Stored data
*-*-*

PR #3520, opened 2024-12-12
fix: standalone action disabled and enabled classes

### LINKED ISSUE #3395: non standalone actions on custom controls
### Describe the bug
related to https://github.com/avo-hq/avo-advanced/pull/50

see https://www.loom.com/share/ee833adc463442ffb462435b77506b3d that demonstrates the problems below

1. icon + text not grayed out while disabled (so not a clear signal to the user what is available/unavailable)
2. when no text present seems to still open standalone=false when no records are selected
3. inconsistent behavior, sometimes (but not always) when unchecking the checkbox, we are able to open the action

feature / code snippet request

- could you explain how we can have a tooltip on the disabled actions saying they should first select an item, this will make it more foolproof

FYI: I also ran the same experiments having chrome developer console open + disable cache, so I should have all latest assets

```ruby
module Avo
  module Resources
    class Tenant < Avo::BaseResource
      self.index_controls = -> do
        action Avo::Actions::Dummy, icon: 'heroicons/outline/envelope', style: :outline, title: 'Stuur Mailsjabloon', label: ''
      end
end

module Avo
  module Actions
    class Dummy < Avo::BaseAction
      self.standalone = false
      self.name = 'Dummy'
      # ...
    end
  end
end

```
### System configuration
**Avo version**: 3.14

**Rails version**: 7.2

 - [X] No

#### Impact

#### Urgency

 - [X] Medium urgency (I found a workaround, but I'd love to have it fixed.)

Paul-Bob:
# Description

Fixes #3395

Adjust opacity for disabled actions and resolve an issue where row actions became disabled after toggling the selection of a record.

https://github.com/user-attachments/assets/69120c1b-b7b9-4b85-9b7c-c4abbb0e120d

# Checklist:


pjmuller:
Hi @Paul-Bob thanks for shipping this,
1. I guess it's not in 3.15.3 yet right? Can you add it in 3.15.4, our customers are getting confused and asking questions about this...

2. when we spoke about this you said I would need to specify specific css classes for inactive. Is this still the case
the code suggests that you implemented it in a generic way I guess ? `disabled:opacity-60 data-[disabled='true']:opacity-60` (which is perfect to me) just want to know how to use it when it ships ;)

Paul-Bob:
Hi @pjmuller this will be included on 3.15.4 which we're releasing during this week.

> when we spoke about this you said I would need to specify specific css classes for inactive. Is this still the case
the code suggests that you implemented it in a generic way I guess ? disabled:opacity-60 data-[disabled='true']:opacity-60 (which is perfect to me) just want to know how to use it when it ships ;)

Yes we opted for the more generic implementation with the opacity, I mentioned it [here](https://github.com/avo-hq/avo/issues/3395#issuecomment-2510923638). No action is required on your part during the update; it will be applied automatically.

*-*-*

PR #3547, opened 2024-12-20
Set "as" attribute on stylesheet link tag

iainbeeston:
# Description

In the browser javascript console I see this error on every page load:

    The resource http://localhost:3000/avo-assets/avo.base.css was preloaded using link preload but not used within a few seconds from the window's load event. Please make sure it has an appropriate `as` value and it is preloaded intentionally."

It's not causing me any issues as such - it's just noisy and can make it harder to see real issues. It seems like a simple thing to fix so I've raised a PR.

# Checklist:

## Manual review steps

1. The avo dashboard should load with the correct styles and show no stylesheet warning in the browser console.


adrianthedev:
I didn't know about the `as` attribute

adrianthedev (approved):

*-*-*

WORK TASK:
What is the number of lines above that hold the string "self"? Answer with that number alone.

RESULT FOR THIS EXERCISE:
3